=== Section Start ===

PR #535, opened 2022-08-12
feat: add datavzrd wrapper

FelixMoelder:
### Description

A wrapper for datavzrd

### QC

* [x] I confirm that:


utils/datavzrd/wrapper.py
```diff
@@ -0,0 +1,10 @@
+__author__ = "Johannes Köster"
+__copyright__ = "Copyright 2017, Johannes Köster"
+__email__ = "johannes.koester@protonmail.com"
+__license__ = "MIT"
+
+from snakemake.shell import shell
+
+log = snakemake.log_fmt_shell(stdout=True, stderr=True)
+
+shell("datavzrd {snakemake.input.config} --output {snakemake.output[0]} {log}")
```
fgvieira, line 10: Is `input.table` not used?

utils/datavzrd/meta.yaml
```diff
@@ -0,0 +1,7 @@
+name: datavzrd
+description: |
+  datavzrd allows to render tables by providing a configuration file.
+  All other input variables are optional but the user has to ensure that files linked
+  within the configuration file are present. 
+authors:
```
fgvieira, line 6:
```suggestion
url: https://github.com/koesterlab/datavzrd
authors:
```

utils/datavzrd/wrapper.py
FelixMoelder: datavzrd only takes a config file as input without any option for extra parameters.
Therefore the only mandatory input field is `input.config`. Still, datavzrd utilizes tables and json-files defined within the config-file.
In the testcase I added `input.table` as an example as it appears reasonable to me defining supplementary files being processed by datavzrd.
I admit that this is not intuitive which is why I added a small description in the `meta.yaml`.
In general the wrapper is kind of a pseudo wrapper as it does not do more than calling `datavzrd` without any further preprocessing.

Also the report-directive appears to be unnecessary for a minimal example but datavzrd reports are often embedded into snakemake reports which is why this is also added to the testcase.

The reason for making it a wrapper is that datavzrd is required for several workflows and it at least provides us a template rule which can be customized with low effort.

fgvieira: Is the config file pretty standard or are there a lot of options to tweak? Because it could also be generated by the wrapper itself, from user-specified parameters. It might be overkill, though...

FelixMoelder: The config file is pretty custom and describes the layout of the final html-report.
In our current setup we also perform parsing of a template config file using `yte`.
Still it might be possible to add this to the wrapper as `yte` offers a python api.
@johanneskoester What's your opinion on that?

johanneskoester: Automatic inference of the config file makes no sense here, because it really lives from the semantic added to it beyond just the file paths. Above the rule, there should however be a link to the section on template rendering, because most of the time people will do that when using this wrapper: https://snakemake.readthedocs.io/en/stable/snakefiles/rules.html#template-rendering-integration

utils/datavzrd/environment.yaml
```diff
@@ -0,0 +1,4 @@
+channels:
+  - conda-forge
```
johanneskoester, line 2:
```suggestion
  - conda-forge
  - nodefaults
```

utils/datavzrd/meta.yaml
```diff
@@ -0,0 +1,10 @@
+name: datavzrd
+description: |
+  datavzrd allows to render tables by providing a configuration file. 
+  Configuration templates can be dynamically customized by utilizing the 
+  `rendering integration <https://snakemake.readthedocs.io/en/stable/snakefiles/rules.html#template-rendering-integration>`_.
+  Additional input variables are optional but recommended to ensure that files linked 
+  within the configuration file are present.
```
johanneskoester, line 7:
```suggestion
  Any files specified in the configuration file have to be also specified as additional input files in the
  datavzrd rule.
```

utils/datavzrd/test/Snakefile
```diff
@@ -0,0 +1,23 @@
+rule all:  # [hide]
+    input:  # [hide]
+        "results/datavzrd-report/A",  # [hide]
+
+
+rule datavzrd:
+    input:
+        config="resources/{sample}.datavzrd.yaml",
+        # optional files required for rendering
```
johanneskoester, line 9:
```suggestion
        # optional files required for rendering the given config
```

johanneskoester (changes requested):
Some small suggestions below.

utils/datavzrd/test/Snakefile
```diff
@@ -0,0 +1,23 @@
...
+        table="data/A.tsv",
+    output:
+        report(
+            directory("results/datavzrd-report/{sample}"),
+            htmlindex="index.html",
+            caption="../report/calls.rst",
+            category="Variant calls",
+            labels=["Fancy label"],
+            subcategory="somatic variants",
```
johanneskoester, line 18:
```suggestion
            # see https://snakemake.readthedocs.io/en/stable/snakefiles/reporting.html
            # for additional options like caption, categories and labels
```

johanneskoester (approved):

=== Section End ===

## WORK INSTRUCTION
If a line above contains the word "Still", list it.

## TASK ANSWER
Therefore the only mandatory input field is `input.config`. Still, datavzrd utilizes tables and json-files defined within the config-file.
Still it might be possible to add this to the wrapper as `yte` offers a python api.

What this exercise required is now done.